(Your objective) Please find all lines in the data that hold the string "Local" and copy them.
[[ Information provided, beginning ]]
PR #310, opened 2026-08-19
perf(web): lazy-load route pages

### LINKED ISSUE #309: Reduce web first-load JavaScript with route-level code splitting
## Problem

`apps/web/src/App.tsx` statically imports every page, so lightweight entry points such as login, setup, and public artifact shares download the chat rendering stack, Mermaid, Cytoscape, settings, and admin pages before those features are visited.

Baseline measured at `041942ad` with:

```sh
cd apps/web
bun x tsc --noEmit
bun x vite build --manifest
```

The single application entry was **3,166.09 kB minified / 904.71 kB gzip**.

## Proposed change

Use `React.lazy` at the existing route boundary and a `Suspense` fallback using the existing full-screen spinner. Keep providers, guards, and the shared layout eager.

This should stay focused on route-level code splitting. Deep `hugeicons-react` imports and other barrel-import rewrites are intentionally excluded: isolated production probes produced the same 4,055-byte gzip output as root imports, so they do not reduce shipped bytes here. `manualChunks` is also excluded because it would rearrange, rather than defer, eagerly reachable modules.

## Local experiment

| Payload | Before gzip | After gzip | Reduction |
| --- | ---: | ---: | ---: |
| Initial application entry | 904.71 kB | 238.05 kB | 73.7% |
| Login route total | ~899 kB | 238.59 kB | 73.5% |
| Setup route total | ~899 kB | 273.95 kB | 69.5% |
| Profiles route total | ~899 kB | 286.06 kB | 68.2% |
| Chat route total | ~899 kB | 767.26 kB | 14.7% |
| Automations route total | ~899 kB | 793.13 kB | 11.8% |

Route totals include the application entry plus each route's recursively imported static JS chunks. Aggregate generated JS increases by 14,091 bytes (0.095%) from chunk wrappers, so this is specifically a first-load improvement rather than an aggregate artifact-size reduction.

## Acceptance criteria

- Each page is emitted as a dynamic entry in Vite's manifest.
- Login, setup, public-share, and authenticated route behavior is unchanged.
- A consistent loading state is shown while a route chunk loads.
- Web type checking, production build, tests, and React Doctor continue to pass without new findings.

mamenesia:
## Summary

- lazy-load every web page at its existing React Router boundary
- keep the authenticated layout visible while its outlet loads; retain the full-screen fallback for `/login`, `/setup`, and `/s/:token`
- show a reload prompt when a stale deployment chunk cannot be loaded
- keep providers, guards, and the shared layout eager
- use one typed helper for named page exports

Closes #309.

## Bundle results

Measured from production builds at `041942ad` using `bun x vite build --manifest`:

| Payload | Before | After |
| --- | ---: | ---: |
| Initial entry, minified | 3,166.09 kB | 768.21 kB |
| Initial entry, gzip | 904.71 kB | 238.14 kB |
| Login route total, gzip | ~899 kB | 239.31 kB |
| Setup route total, gzip | ~899 kB | 274.70 kB |
| Profiles route total, gzip | ~899 kB | 286.90 kB |
| Chat route total, gzip | ~899 kB | 770.76 kB |

The final initial entry is 75.7% smaller minified and 73.7% smaller gzip.

Deep barrel/icon import rewrites are excluded because isolated production probes produced identical 4,055-byte gzip output for `hugeicons-react` root and deep imports.

### First chat render

I compared the current lazy behavior with a post-mount `import()` warm-up over five cold-profile runs under the same synthetic Chrome profile (1.6 Mbps, 100 ms latency, 4x CPU slowdown):

| Variant | Median first chat render |
| --- | ---: |
| Lazy on navigation | 34.79 s |
| Warm after mount | 34.81 s |

The 0.02 s difference is noise, so the final code keeps Chat lazy rather than downloading its graph for authenticated visits that do not open Chat.

## Verification

- `bun x tsc --noEmit`
- `bun x vite build --manifest`
- `bun run --filter @nakama/web test` - 275 passed
- `bun x ultracite check apps/web/src/App.tsx apps/web/src/components/Layout.tsx apps/web/src/components/RouteBoundary.tsx`
- `bun run doctor` - 90/100, with the same seven existing findings outside the changed files
- production Chrome smoke tests with the built Chat chunk deliberately unavailable: authenticated `/chat` kept the layout and showed the reload prompt; public `/login` showed the full-screen reload prompt
- all 14 dynamic page chunks are present in the final production build

## Local environment notes

The repository-wide Ultracite command reports the Windows checkout's existing CRLF files. The full test command also reaches unrelated Windows path/locking failures in core Telegram fixtures and the SQLite reopen test. The changed files, web test suite, type check, production build, and browser smoke tests pass.

### DIFF
--- a/apps/web/src/App.tsx
+++ b/apps/web/src/App.tsx
@@ -1,80 +1,65 @@
 import { QueryClientProvider } from "@tanstack/react-query";
-import { lazy, Suspense, useEffect } from "react";
+import { type ComponentType, lazy, useEffect } from "react";
 import { Navigate, Route, Routes } from "react-router-dom";
 import { AuthGuard } from "@/components/AuthGuard";
 import { Layout } from "@/components/Layout";
 import { PlatformAdminGuard } from "@/components/PlatformAdminGuard";
+import { RouteBoundary } from "@/components/RouteBoundary";
 import { SetupGuard } from "@/components/SetupGuard";
-import { Spinner } from "@/components/ui/spinner";
 import { AppProvider } from "@/context/app-context";
 import { AuthProvider } from "@/context/auth-context";
 import { AppQueryPrefetch } from "@/hooks/use-app-queries";
 import { statusTabPath } from "@/lib/navigation";
 import { onGlobalQueryError, queryClient } from "@/lib/query-client";
 
-const AutomationsPage = lazy(() =>
-  import("@/pages/AutomationsPage").then(({ AutomationsPage }) => ({
-    default: AutomationsPage,
-  }))
+const lazyPage = <Name extends string>(
+  load: () => Promise<Record<Name, ComponentType>>,
+  name: Name
+) => lazy(async () => ({ default: (await load())[name] }));
+
+const AutomationsPage = lazyPage(
+  () => import("@/pages/AutomationsPage"),
+  "AutomationsPage"
 );
-const ChatPage = lazy(() =>
-  import("@/pages/ChatPage").then(({ ChatPage }) => ({ default: ChatPage }))
+const ChatPage = lazyPage(() => import("@/pages/ChatPage"), "ChatPage");
+const FilesPage = lazyPage(() => import("@/pages/FilesPage"), "FilesPage");
+const HistoryPage = lazyPage(
+  () => import("@/pages/HistoryPage"),
+  "HistoryPage"
 );
-const FilesPage = lazy(() =>
-  import("@/pages/FilesPage").then(({ FilesPage }) => ({ default: FilesPage }))
+const IntegrationsPage = lazyPage(
+  () => import("@/pages/IntegrationsPage"),
+  "IntegrationsPage"
 );
-const HistoryPage = lazy(() =>
-  import("@/pages/HistoryPage").then(({ HistoryPage }) => ({
-    default: HistoryPage,
-  }))
+const LoginPage = lazyPage(() => import("@/pages/LoginPage"), "LoginPage");
+const NotificationsPage = lazyPage(
+  () => import("@/pages/NotificationsPage"),
+  "NotificationsPage"
 );
-const IntegrationsPage = lazy(() =>
-  import("@/pages/IntegrationsPage").then(({ IntegrationsPage }) => ({
-    default: IntegrationsPage,
-  }))
+const ProfilesPage = lazyPage(
+  () => import("@/pages/ProfilesPage"),
+  "ProfilesPage"
 );
-const LoginPage = lazy(() =>
-  import("@/pages/LoginPage").then(({ LoginPage }) => ({ default: LoginPage }))
+const PublicArtifactSharePage = lazyPage(
+  () => import("@/pages/PublicArtifactSharePage"),
+  "PublicArtifactSharePage"
 );
-const NotificationsPage = lazy(() =>
-  import("@/pages/NotificationsPage").then(({ NotificationsPage }) => ({
-    default: NotificationsPage,
-  }))
+const SettingsPage = lazyPage(
+  () => import("@/pages/SettingsPage"),
+  "SettingsPage"
 );
-const ProfilesPage = lazy(() =>
-  import("@/pages/ProfilesPage").then(({ ProfilesPage }) => ({
-    default: ProfilesPage,
-  }))
+const SetupWizardPage = lazyPage(
+  () => import("@/pages/SetupWizardPage"),
+  "SetupWizardPage"
 );
-const PublicArtifactSharePage = lazy(() =>
-  import("@/pages/PublicArtifactSharePage").then(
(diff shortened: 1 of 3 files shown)


fajarhide:
@mamenesia 904 kB to 238 kB gzip on the entry is a real win, and measuring it with `--manifest` before and after is the right kind of evidence.

Two things about where the boundary sits.

`<Suspense>` wraps `<Routes>`, so it is outside `Layout`. The first visit to any route replaces the whole shell with the full-screen spinner, sidebar included, and it comes back when the chunk lands. Putting the boundary inside `Layout`, around the `<Outlet />`, keeps the shell up and spins only the content area. `/login`, `/setup` and `/s/:token` render outside the layout, so the full-screen fallback is right for those.

There is no error boundary anywhere in `apps/web`. A chunk that fails to load renders nothing now, and that failure mode did not exist while the pages were in the entry bundle. It shows up when a deploy replaces the hashed files under an open tab, which is the common case rather than a rare one. A small boundary around the Suspense with a reload prompt covers it.

One more to consider: `/` redirects to `/chat`, so the first paint after login now waits on a second request for the chat chunk. Keeping `ChatPage` eager, or warming it with an `import()` after mount, is worth measuring against time to first chat render rather than entry size.

Minor: the fourteen `.then(({ X }) => ({ default: X }))` wrappers could be one small helper, or a default export per page.

mamenesia:
Thanks @fajarhide - addressed in `5ee89fcd`.

- The authenticated boundary now wraps `<Outlet />` inside `Layout`, so the shell/sidebar stay mounted. `/login`, `/setup`, and `/s/:token` each retain a full-screen boundary.
- `RouteBoundary` now combines Suspense with an error boundary and reload prompt. I tested the deploy-stale case by making the built Chat and Login chunks unavailable: `/chat` kept the authenticated shell around the prompt, while `/login` showed only the full-screen prompt.
- I replaced the named-export adapters with one typed `lazyPage` helper.

For Chat, I compared lazy loading with a post-mount `import()` warm-up over five cold-profile runs under the same constrained Chrome profile (1.6 Mbps, 100 ms latency, 4x CPU slowdown):

| Variant | Median first chat render |
| --- | ---: |
| Lazy on navigation | 34.79 s |
| Warm after mount | 34.81 s |

The 0.02 s difference was noise, so I kept Chat lazy rather than fetching its dependency graph on authenticated visits that do not open Chat. The final entry remains 768.21 kB / 238.14 kB gzip.

Rechecked the production build, focused Ultracite, all 275 web tests, and React Doctor (90/100; same seven unrelated existing warnings).

fajarhide:
@mamenesia measuring the warm-up instead of arguing about it is the part I want to copy: 34.79 s against 34.81 s over five cold runs settles it, and keeping Chat lazy is the right read of that.

I built `5ee89fcd` here. The entry chunk comes out at 768,214 bytes, which is your 768.21 kB to the byte, 275 web tests pass, and `bun run --filter @nakama/web build` runs `tsc --noEmit` first, so the web side is type-clean. `RouteBoundary` wrapping Suspense in an error boundary is the shape I was hoping for, and the boundary now sits around `<Outlet />` inside `Layout` with the full-screen variant left on `/login`, `/setup` and `/s/:token`.

One thing the new placement brings with it: `key={location.pathname}` on that boundary. A changed key unmounts the subtree, so every path change remounts whatever `Outlet` renders. `syncChatUrl` in `use-chat-page.ts:181` navigates from `/chat` to `/chat/<profileId>/<sessionId>` as soon as a session exists, which happens mid-turn on the first message, so ChatPage unmounts and remounts while the reply is streaming. Its `messages`, `session`, `agentTodos` and streaming state are all `useState` in that hook.

The key is there to clear `failed` after a bad load, and that part is worth keeping. It just does not need a remount: a `resetKey` prop compared in `getDerivedStateFromProps`, or keying on the matched route pattern rather than the full pathname, clears the error state and leaves the page mounted. Worth a look at what the chat actually does after that remount before deciding how much it matters.

@ahmadrosid no check runs exist for this head, same as #312. Both are sitting at UNSTABLE, so the workflow probably needs your approval before either can show green.

ahmadrosid:
Thanks @mamenesia — this is a strong first contribution. The 904 kB → 238 kB gzip drop on the entry is a real win, and the follow-up on the layout boundary, stale-chunk reload, and Chat warm-up measurement is exactly the kind of evidence I want on perf PRs.

Merging this as-is. I'll follow up on Fajar's remaining note: `key={location.pathname}` remounts Chat when `syncChatUrl` writes `/chat/<profileId>/<sessionId>` on the first send. I'll drop that pathname key and reset the error state without unmounting the page.

ahmadrosid:
Follow-up landed in #317: dropped `key={location.pathname}` so the first send no longer remounts Chat when `syncChatUrl` writes `/chat/<profileId>/<sessionId>`. Failed chunk loads still clear on navigation via `resetKey`.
[[ Information provided, end ]]
(Response)
## Local experiment
## Local environment notes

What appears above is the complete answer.